(Items from a data source)
--- START ---

Issue #3607, opened 2019-06-27
Query error after bulk load


danielmai:
If you suspect this could be a bug, follow the template.

- What version of Dgraph are you using?
master, starting with d336e41de.

- Have you tried reproducing the issue with latest release?
Yes

- Steps to reproduce the issue (command/config used to run Dgraph).

Run ./systest/21million/test-21million.sh.

The test fails after running this query:

Query:
```
{
  me(func: eq(count(genre), 13)) {
    name@en
    genre {
    	name@en
    }
  }
}
```

Response:
```
{
  "errors": [
    {
      "code": "ErrorInvalidRequest",
      "message": ": Unexpected meta: 0 for key: 00000000  00 00 05 67 65 6e 72 65  08 00 00 00 00 0d        |...genre......|\n"
    }
  ],
  "data": null
}
```

- Expected behaviour and actual result.
The test pass. This test passes in the previous commit before #3542.

PR #3628, opened 2019-07-03
Fix user meta of schema and type entries in bulk loader.

martinmr:
The user meta should not be BitCompletePosting since that indicates the
value is a posting list.

---
This change is [Reviewable](https://reviewable.io/reviews/dgraph-io/dgraph/3628)


campoy:
Was there an issue for this? Please link it on the PR description with a `Fixes #xxx`

martinmr:
No issue for this. I was looking at another issue when I noticed this.

danielmai:
Would this fix #3607?

martinmr:
No. I found this issue while investigating that issue but it's not the fix.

--- END ---

*WORK TO BE COMPLETED*
Return, unchanged, the run of lines above that opens with the line containing "If you suspect" and closes with the line containing "- Expected behaviour and actual result.". Include both.

*OUTPUT OF THE TASK*
If you suspect this could be a bug, follow the template.

- What version of Dgraph are you using?
master, starting with d336e41de.

- Have you tried reproducing the issue with latest release?
Yes

- Steps to reproduce the issue (command/config used to run Dgraph).

Run ./systest/21million/test-21million.sh.

The test fails after running this query:

Query:
```
{
  me(func: eq(count(genre), 13)) {
    name@en
    genre {
    	name@en
    }
  }
}
```

Response:
```
{
  "errors": [
    {
      "code": "ErrorInvalidRequest",
      "message": ": Unexpected meta: 0 for key: 00000000  00 00 05 67 65 6e 72 65  08 00 00 00 00 0d        |...genre......|\n"
    }
  ],
  "data": null
}
```

- Expected behaviour and actual result.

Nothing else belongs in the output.